PR #2994, opened 2023-01-10
Support Literal and union Type

chunyu3:
# Description

- emit Literal Type
- emit Union Type
- serialize Literal Type and Union Type

# Checklist

# Ready to Land?


src/AutoRest.CSharp/Common/Generation/Types/TypeFactory.cs
```diff
@@ -34,6 +34,8 @@ public TypeFactory(OutputLibrary library)
 
         public CSharpType CreateType(InputType inputType) => inputType switch
         {
+            InputLiteralType literalType       => CreateType(literalType.LiteralValueType), //TODO -- need to support literal type with the value.
```
archerzz, line 37: This is not the correct type returned for literal or union. Check the generated `Thing.cs` which doesn't follow what we've discussed.

test/TestProjects/FirstTest-Cadl/Generated/Models/Thing.cs
```diff
@@ -15,15 +15,25 @@ public partial class Thing
...
 
             Name = name;
+            RequiredUnion = requiredUnion;
+            RequiredLiteral = requiredLiteral;
         }
 
         /// <summary> Gets or sets the name. </summary>
         public string Name { get; set; }
+        /// <summary> Gets or sets the required union. </summary>
+        public string RequiredUnion { get; set; }
```
archerzz, line 35: I remember we've decided not to support union type property.

test/TestProjects/FirstTest-Cadl/Generated/Models/Thing.cs
```diff
@@ -15,15 +15,25 @@ public partial class Thing
...
+        /// <summary> Gets or sets the required literal. </summary>
+        public string RequiredLiteral { get; set; }
```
◆ ◆ ◆ ◆
#### [What the task requires]
A verbatim copy of the records above should be returned.

#### [Task response]
PR #2994, opened 2023-01-10
Support Literal and union Type

chunyu3:
# Description

- emit Literal Type
- emit Union Type
- serialize Literal Type and Union Type

# Checklist

# Ready to Land?


src/AutoRest.CSharp/Common/Generation/Types/TypeFactory.cs
```diff
@@ -34,6 +34,8 @@ public TypeFactory(OutputLibrary library)
 
         public CSharpType CreateType(InputType inputType) => inputType switch
         {
+            InputLiteralType literalType       => CreateType(literalType.LiteralValueType), //TODO -- need to support literal type with the value.
```
archerzz, line 37: This is not the correct type returned for literal or union. Check the generated `Thing.cs` which doesn't follow what we've discussed.

test/TestProjects/FirstTest-Cadl/Generated/Models/Thing.cs
```diff
@@ -15,15 +15,25 @@ public partial class Thing
...
 
             Name = name;
+            RequiredUnion = requiredUnion;
+            RequiredLiteral = requiredLiteral;
         }
 
         /// <summary> Gets or sets the name. </summary>
         public string Name { get; set; }
+        /// <summary> Gets or sets the required union. </summary>
+        public string RequiredUnion { get; set; }
```
archerzz, line 35: I remember we've decided not to support union type property.

test/TestProjects/FirstTest-Cadl/Generated/Models/Thing.cs
```diff
@@ -15,15 +15,25 @@ public partial class Thing
...
+        /// <summary> Gets or sets the required literal. </summary>
+        public string RequiredLiteral { get; set; }
```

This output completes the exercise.